One of the many reasons we love walking for exercise in midlife and menopause is because it is an easy, accessible way for most women to stay active and get outdoors. But what do you do when hot and humid, cold and rainy, or snowy and icy weather keeps you inside?  Don’t use it as an excuse to skip your workout!

Keep Moving With An Indoor Walking Workout 

Most days, you can make some adjustments, dress appropriately, and weather the storm or the heat. For the days when it’s unsafe or impractical to walk outside, turn to our three indoor workouts that will boost your mood, fight belly fat, give you more energy, and help ease those menopause symptoms. The change of pace will also challenge your body in new ways and add variety to your usual routine. Plus, consistency is the key to seeing results from your exercise efforts.

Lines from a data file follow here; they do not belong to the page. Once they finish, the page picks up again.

PR #3239, opened 2016-06-22
Add build badge for Travis to README

avindra:
Build is currently unknown, but will have a status after the next commit to master.


arshaw:
awesome. i'll try to get those tests fixed before merging this, in order to avoid embarrassment

arshaw:
build is now passing. i merged this. thanks
(ps- i had to change the badge url away from sheilds.io (what is that?) to the direct travis-ci.org one because it wasnt loading)

avindra:
The shields.io one lets you customize the style of the badge, and probably does other things too. It's used by some pretty famous libraries (e.g., redux) but it may require some additional setup to work ( I can't remember)

PR #3246, opened 2016-06-25
Added Norwegian Nynorsk translation

zerodogg:
Adds a Norwegian Nynorsk translation. There are already translations for jQuery UI datepicker and moment.js.


arshaw:
thank you!

arshaw:
this is released in v2.9.1, thank you!

PR #3253, opened 2016-06-28
Added error message for unknown method.

xxAtrain223:


src/main.js
```diff
@@ -26,6 +26,9 @@ $.fn.fullCalendar = function(options) {
 					element.removeData('fullCalendar');
 				}
 			}
+			else {
+				console.error("'" + options +"' is an unknown FullCalendar method.");
```
arshaw: i would rather remove the isFunction check above, and have a real exception be thrown, instead of doing console errors. better because of stack trace

arshaw:
Released in v3.5.0 ([blog post](https://fullcalendar.io/blog/2017/08/bootstrap-support-and-future-developments/#more-257))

These three workouts can be done in the comfort of your home (or at the gym) no matter what the weather may be.

Workout 1:  The 30-Minute Treadmill Trio

One of the great things about walking on a treadmill is that you’re in command. You control the climate. You can easily walk a precise distance and track your progress. You can add hills when you want them and get rid of them when you don’t. You can multitask while you walk, watching TV, talking on the phone, scrolling social media, or checking your email. Or you can get focused and crank out a heart-pumping, calorie-blasting walk like this one. Adding speed and incline intervals will rev up the fat-burning power of your walk.

Warm-up (easy to moderate intensity)

  • 3 minutes: 2.5-3.0 mph, 1% incline
  • 3 minutes: 2.8-3.3 mph, 1% incline
  • 3 minutes: 3.0-3.5 mph, 1% incline

Part 1: Steady pace (moderate intensity)

  • 3 minutes: 3.2-3.8 mph, 1% incline

Part 2: Speed intervals (moderate to hard intensity)

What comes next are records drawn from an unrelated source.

PR #530, opened 2023-04-14
Add DVCLive-Quickstart

daavoo:
To be used in Colab

Test in:

https://colab.research.google.com/github/iterative/dvclive/blob/colab/examples/DVCLive-Quickstart.ipynb

### DIFF
--- a/examples/DVCLive-Quickstart.ipynb
+++ b/examples/DVCLive-Quickstart.ipynb
@@ -55,7 +55,7 @@
    "cell_type": "markdown",
    "metadata": {},
    "source": [
-    "## Helper code"
+    "## Setup code"
    ]
   },
   {
@@ -64,6 +64,8 @@
    "metadata": {},
    "outputs": [],
    "source": [
+    "#@title Training helpers. { display-mode: \"form\" }\n",
+    "\n",
     "import numpy as np\n",
     "import torch\n",
     "import torch.nn.functional as F\n",
@@ -172,6 +174,8 @@
    "metadata": {},
    "outputs": [],
    "source": [
+    "#@title Initialize model and dataset. { display-mode: \"form\" }\n",
+    "\n",
     "model = torch.nn.Sequential(\n",
     "    torch.nn.Flatten(),\n",
     "    torch.nn.Linear(28 * 28, 128),\n",
--- a/examples/DVCLive-Quickstart.ipynb
+++ b/examples/DVCLive-Quickstart.ipynb
@@ -1,10 +1,11 @@
 {
  "cells": [
   {
+   "attachments": {},
    "cell_type": "markdown",
    "metadata": {},
    "source": [
-    "<a href=\"https://colab.research.google.com/github/iterative/dvclive/blob/main/examples/DVCLive_Quickstart.ipynb\" target=\"_parent\"><img src=\"https://colab.research.google.com/assets/colab-badge.svg\" alt=\"Open In Colab\"/></a>"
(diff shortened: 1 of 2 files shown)


examples/DVCLive-Quickstart.ipynb
```diff
@@ -0,0 +1,354 @@
+{
+ "cells": [
+  {
+   "attachments": {},
+   "cell_type": "markdown",
+   "metadata": {},
+   "source": [
+    "<a href=\"https://colab.research.google.com/github/iterative/dvclive/blob/main/examples/DVCLive-Quickstart.ipynb\" target=\"_parent\"><img src=\"https://colab.research.google.com/assets/colab-badge.svg\" alt=\"Open In Colab\"/></a>"
```
daavoo, line 8: This link would work once we merge on the main branch, in the meantime use  https://colab.research.google.com/github/iterative/dvclive/blob/colab/examples/DVCLive-Quickstart.ipynb

examples/DVCLive-Quickstart.ipynb
```diff
@@ -0,0 +1,354 @@
...
+   ]
+  },
+  {
+   "cell_type": "code",
+   "execution_count": null,
+   "metadata": {},
+   "outputs": [],
+   "source": [
+    "# You can modify these parameters to see how they affect the training\n",
+    "# And run the cell several times\n",
```
daavoo, line 214: Maybe we should include a `for` loop running multiple experiments by default

dberenbaum:
Do you think we could use example-get-started-experiments for this?

shcheklein:
I love the idea and direction and how fast you are improving it, @daavoo . I'm even fine to merge this :)

> Do you think we could use example-get-started-experiments for this?

But I agree on this also. We should try to use the same project. It reduces the surface of things to maintain and remember for us.

dberenbaum:
I think having a colab notebook for example-get-started-experiments would be nice to have anyway.

daavoo:
> I think having a colab notebook for example-get-started-experiments would be nice to have anyway.
> 
> Edit: agreed it's a minor note though and this looks good in general to me.

I did one for the blog post release: 

https://colab.research.google.com/drive/1NTivljRYiySMJn-SHeWQSycBmSOVUbvA

What is hard is to make it "based on"/"linked to" the one from the GitHub repo, as this quickstart, because workflows are just too different in Colab. The notebook would have to be filled with conditions to alter the workflow depending on whether you are executing it in Colab or in a different context like a codespace or local machine.

This quickstart works fine because we don't really expect to also use it in a real git-based workflow. It is a one-time visit where you discard the end results. 

To make it work git-based, you need to run `git clone` in colab, `cd` to the repo, somehow dump the current notebook changes to a file and track it with git, etc. It just becomes nonsense.

dberenbaum:
> I did one for the blog post release:
> 
> https://colab.research.google.com/drive/1NTivljRYiySMJn-SHeWQSycBmSOVUbvA

LGTM. My suggestion was about reusing the use case, not tracking the colab notebook in the repo, and I think that notebook already does a good enough job of it. Can we combine these two notebooks so you use the experiment-get-started use case but highlight the DVCLive stuff and hide the irrelevant stuff?

dberenbaum:
We could optionally add it to example-repos-dev and/or example-get-started-experiments to keep changes in sync, but it the notebook itself doesn't need to "depend" on the repo.

daavoo:
> We could optionally add it to example-repos-dev and/or example-get-started-experiments to keep changes in sync, but it the notebook itself doesn't need to "depend" on the repo.

I was actually thinking on adding it to `dvclive/examples`, and making that folder a little about `Colab` intro, as `example-repos-dev` is more about reproducing and generating a full git repo.

daavoo:
Merging this one, lets discuss improvements and ideas as follow ups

  • 1-minute fast interval: 3.5-4.5 mph, 1% incline
  • 1-minute recovery interval: 3.0-4.0 mph, 1% incline
  • Repeat 2 more times

Part 3: Hill climb burst (moderate to very hard intensity)

  • 30 seconds: 3.0-4.0 mph, 2% incline
  • Repeat 8 more times, increasing the incline by 1% each time
  • 60 seconds: 3.0-4.0 mph, 1% incline
  • 30 seconds: as fast as you can go, 1% incline

Cool-down (moderate to easy intensity)

  • 2 minutes: 3.0-3.5 mph, 1% incline
  • 2 minutes: 2.8-3.3 mph, 1% incline
  • 2 minutes: 2.5-3.0 mph, 1% incline

Workout 2:  15-minute High-Energy Indoor Workout

You don’t need any equipment or a lot of space to get an indoor, energy-boosting walk. Unlike walking outdoors, you can safely change the direction and ways your moving—going side-to-side and forward and backward and adding moves like kicks and knee lifts—to work more muscles, which prevents muscle imbalances and boosts your calorie burn. So, turn up your favorite tunes and get moving.

Warm-up

1 minute: march in place

Part 1: Fancy Footwork

  • 20 steps marching in place
  • 20 heel taps in front of you
  • 20 front kicks
  • 20 knee lifts
  • 20 steps marching in place

30 seconds: walk on your heels with your toes off the floor

30 seconds: walk on your toes with your heels off the floor

Repeat Part 1 one more time

Part 2: Fast Feet

  • 20 basic marches in place
  • 20 fast marches in place
  • Repeat 3 more times
  • 20 basic marches in place

1 minute: speed walk around your house, exploring as many rooms as possible

Repeat Part 2 one more time

Part 3: Multi-direction Moves

  • 20 side-to-side steps
  • 10 rock steps on left foot (step right foot in front of you and then behind you, so you’re rocking on your left foot; each front and back step counts as 1)
  • 20 side-to-side steps
  • 10 rock steps on right foot (step left foot in front of you and then behind you, so you’re rocking on your right foot; each front and back step counts as 1)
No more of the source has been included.